(About this exercise) Lines from the start of the data through the line containing "barshimi, line 3: is" must be given again exactly. Leave the others out.

——————

Issue #4521, opened 2022-12-01
Update nx to latest version


overbit:
### Feature description

Nx 15 brings good news: performance improvement, cleanup for pure JS/TS packages, and fine-tuning Caching with Inputs.
https://blog.nrwl.io/whats-new-in-nx-15-7e14e1ff282d

We should update Nx to the latest version leveraging the migration script offered by Nx itself
```
npx nx migrate latest
# After updating your dependencies, run any necessary migrations.
npx nx migrate --run-migrations
```

PR #4607, opened 2022-12-09
chore(nx): update nx dependencies to latest version v15.3.0

overbit:
Close: #4521 

## PR Details

Upgraded monorepo framework to latest version

## PR Checklist


abrl91:
Does it something that can work for us? (for the client)
https://youtu.be/KBFQZw5ynFs?t=314

overbit:
> Does it something that can work for us? (for the client) https://youtu.be/KBFQZw5ynFs?t=314

We already manually fully migrated the client to nx. In future we could try that approach for the `cli` and  `dsg` @abrl91

libs/util/nestjs/kafka/project.json
```diff
@@ -1,6 +1,6 @@
 {
-  "$schema": "../../../../node_modules/nx/schemas/project-schema.json",
   "name": "util-nestjs-kafka",
+  "$schema": "../../../../node_modules/nx/schemas/project-schema.json",
```
barshimi, line 3: is there a way to create alias to node module, instead of using that root ?

overbit: Potentially, but this transformation has been performed by nx migration script so I would avoid any change for now.

yuval-hazaz (approved):

PR #376, opened 2017-02-21
supporting --timestamp-old-table

shlomi-noach:
A new flag: `--timestamp-old-table` makes the _old_ table name include a timestamp. This makes the _old_ table unique and non-repeating.

This could either be nice for operations (non conflicting names), or not nice for operations (name changes all the time). This why it's flaggable.

Example:

Assuming table is `gh_ost_test`,
- old table name with `--timestamp-old-table=false` would be `_gh_ost_test_del`
- old table name with `--timestamp-old-table=true`would be `_gh_ost_test_20170221103147_del`


shlomi-noach:
The timestamp format is `YYYYMMDDHHmmSS` (year, month, day, hour, minute, seconds)

tomkrouper:
You'll want to be careful on max table_name size (I believe 64 bytes)

shlomi-noach:
@tomkrouper code now verifies resulting table name is within allowed length.

PR #386, opened 2017-03-26
supporting throttle-http

shlomi-noach:
A new flag, `--throttle-http=<url>` provides with new means for throttling.

If given, `gh-ost` will routinely poll given URL via `HEAD` request. Any response code that is not `200` is interpreted as a reason for throttling.

If given, the server behind the URL should provide with good response times.

This is compatible with https://github.com/github/freno. At this time https://github.com/github/freno is a private repo, but will turn public in the future.

cc @github/database-infrastructure @miguelff


shlomi-noach:
- [ ] todo: add documentation for `throttle-http`

PR #387, opened 2017-03-26
compound pk tests

shlomi-noach:
Adding a couple interesting tests:

- a compound `PRIMARY KEY` on `int auto_increment`, `varchar`
- a compound `PRIMARY KEY` on `int auto_increment`, `timestamp`

test script improves visibility on checksum failure.


demianstack6 (approved):

localtests/test.sh
```diff
@@ -224,6 +224,8 @@ test_single() {
   ghost_checksum=$(cat $ghost_content_output_file | md5sum)
 
   if [ "$orig_checksum" != "$ghost_checksum" ] ; then
+    gh-ost-test-mysql-replica --default-character-set=utf8mb4 test -e "select ${orig_columns} from gh_ost_test" -ss > $orig_content_output_file
```
timvaillancourt, line 227: @shlomi-noach there are almost identical lines above these 2 x [at lines  221 and 222](https://github.com/github/gh-ost/blob/a2dbb3fb1f06e6cfa42fffcbac0646dbebce7559/localtests/test.sh#L221-L222)

Are these 2 x new lines necessary? 🙇

shlomi-noach: The former two lines are used to diff the two tables according to explicitly specified order, which is test dependent. The checksum is taken according to that order.
The latter two lines are used to present the table "as is" to the engineer, in the event there's a checksum failure.

I think it makes sense to keep it this way.

timvaillancourt: @shlomi-noach 👋 ahh, thanks for the context! Makes sense 👍

Issue #388, opened 2017-03-27
gh-ost migration: [error] close sync with err: sync is been closing...


ChinaVogel:
Hello gh-ost team,
I get this error when running a migration with gh-ost:
binlogstreamer.go:47: [error] close sync with err: sync is been closing...

the migration seems to run fine (at least the table got changed ;) and all the content is there)
But this such an error make me feel uncomfortable using it on production.

System: macOS Sierra 10.12.3
Installed: just running the downloaded executable: 
```
> /gh-ost --version
1.0.35
```

DB System:
```
> mysql --version
mysql Ver 15.1 Distrib 10.2.4-MariaDB, for osx10.12 (x86_64) using readline 5.1
```

Is this more a warning? I did not look into source code of gh-ost so far. I got this message also for other fields and other migrations.

regards

Here the whole verbose output (it is a test run with root on a dev machine, that is why I use high secure no pwd root... )
```
./gh-ost --database="excelsior_development" --table="attachments" --user="root" --alter="MODIFY filesize BIGINT DEFAULT 0" --switch-to-rbr --allow-on-master --initially-drop-ghost-table --verbose --execute
2017-03-27 11:15:24 INFO starting gh-ost 1.0.35
2017-03-27 11:15:24 INFO Migrating `excelsior_development`.`attachments`
2017-03-27 11:15:24 INFO connection validated on 127.0.0.1:3306
2017-03-27 11:15:24 INFO User has ALL privileges
2017-03-27 11:15:24 INFO binary logs validated on 127.0.0.1:3306
2017-03-27 11:15:24 INFO Restarting replication on 127.0.0.1:3306 to make sure binlog settings apply to replication thread
2017-03-27 11:15:24 INFO Inspector initiated on PVGM50860507A:3306, version 10.2.4-MariaDB-log
2017-03-27 11:15:24 INFO Table found. Engine=InnoDB
2017-03-27 11:15:24 INFO Estimated number of rows via EXPLAIN: 17
2017-03-27 11:15:24 INFO Recursively searching for replication master
2017-03-27 11:15:24 INFO Master found to be PVGM50860507A:3306
2017-03-27 11:15:24 WARNING log_slave_updates not found on 127.0.0.1:3306, but executing directly on master, so I'm proceeeding
2017-03-27 11:15:24 INFO connection validated on 127.0.0.1:3306
[...]

Issue #383, opened 2017-03-15
binlogstreamer.go "close sync with err" on Tungsten cluster


johnz1:
gh-ost 1.0.35
MySQL 5.6.23
Tungsten 4.0.7

Hello

I'm running gh-ost against the master of a Tungsten 4.0.7 cluster.  I'm trying to drop a column, but it's giving the following error for binlogstreamer:

`binlogstreamer.go:47: [error] close sync with err: sync is been closing...`

Here's the full output:

```
2017-03-15 16:11:20 INFO starting gh-ost 1.0.35
2017-03-15 16:11:20 INFO Migrating `db`.`tbl`
2017-03-15 16:11:20 INFO connection validated on testhost:13306
2017-03-15 16:11:20 INFO User has ALL privileges
2017-03-15 16:11:20 INFO binary logs validated on testhost:13306
2017-03-15 16:11:20 INFO Restarting replication on testhost:13306 to make sure binlog settings apply to replication thread
2017-03-15 16:11:20 INFO Inspector initiated on testhost:13306, version 5.6.23-enterprise-commercial-advanced-log
2017-03-15 16:11:20 INFO Table found. Engine=InnoDB
2017-03-15 16:11:20 INFO Estimated number of rows via EXPLAIN: 10
2017-03-15 16:11:20 INFO Master forced to be testhost:13306
2017-03-15 16:11:20 WARNING log_slave_updates not found on testhost:13306, but --tungsten provided, so I'm proceeding
2017-03-15 16:11:20 INFO connection validated on testhost:13306
2017/03/15 16:11:20 binlogsyncer.go:75: [info] create BinlogSyncer with config &{99999 mysql testhost 13306 mwadmin passwd  false false <nil>}
2017-03-15 16:11:20 INFO Connecting binlog streamer at mysql-bin.000044:13138
2017/03/15 16:11:20 binlogsyncer.go:241: [info] begin to sync binlog from position (mysql-bin.000044, 13138)
2017/03/15 16:11:20 binlogsyncer.go:134: [info] register slave for master server testhost:13306
2017/03/15 16:11:20 binlogsyncer.go:568: [info] rotate to (mysql-bin.000044, 13138)
2017-03-15 16:11:20 INFO rotate to next log name: mysql-bin.000044
2017-03-15 16:11:20 INFO connection validated on testhost:13306
2017-03-15 16:11:20 INFO connection validated on testhost:13306
[...]

PR #389, opened 2017-03-27
fixing binlog syncer double-close()

shlomi-noach:
Storyline:

- https://github.com/github/gh-ost/issues/383
- https://github.com/github/gh-ost/issues/388

This PR avoids closing `go-mysql`'s binlog syncer `close()` twice. Well, `gh-ost` only called it _once_, but following an upgrade binlog-syncer takes care of itself and `gh-ost` is no longer required to `close()`


shlomi-noach:
Deploys and tests well in production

——————

(Worked solution)
Issue #4521, opened 2022-12-01
Update nx to latest version


overbit:
### Feature description

Nx 15 brings good news: performance improvement, cleanup for pure JS/TS packages, and fine-tuning Caching with Inputs.
https://blog.nrwl.io/whats-new-in-nx-15-7e14e1ff282d

We should update Nx to the latest version leveraging the migration script offered by Nx itself
```
npx nx migrate latest
# After updating your dependencies, run any necessary migrations.
npx nx migrate --run-migrations
```

PR #4607, opened 2022-12-09
chore(nx): update nx dependencies to latest version v15.3.0

overbit:
Close: #4521 

## PR Details

Upgraded monorepo framework to latest version

## PR Checklist


abrl91:
Does it something that can work for us? (for the client)
https://youtu.be/KBFQZw5ynFs?t=314

overbit:
> Does it something that can work for us? (for the client) https://youtu.be/KBFQZw5ynFs?t=314

We already manually fully migrated the client to nx. In future we could try that approach for the `cli` and  `dsg` @abrl91

libs/util/nestjs/kafka/project.json
```diff
@@ -1,6 +1,6 @@
 {
-  "$schema": "../../../../node_modules/nx/schemas/project-schema.json",
   "name": "util-nestjs-kafka",
+  "$schema": "../../../../node_modules/nx/schemas/project-schema.json",
```
barshimi, line 3: is there a way to create alias to node module, instead of using that root ?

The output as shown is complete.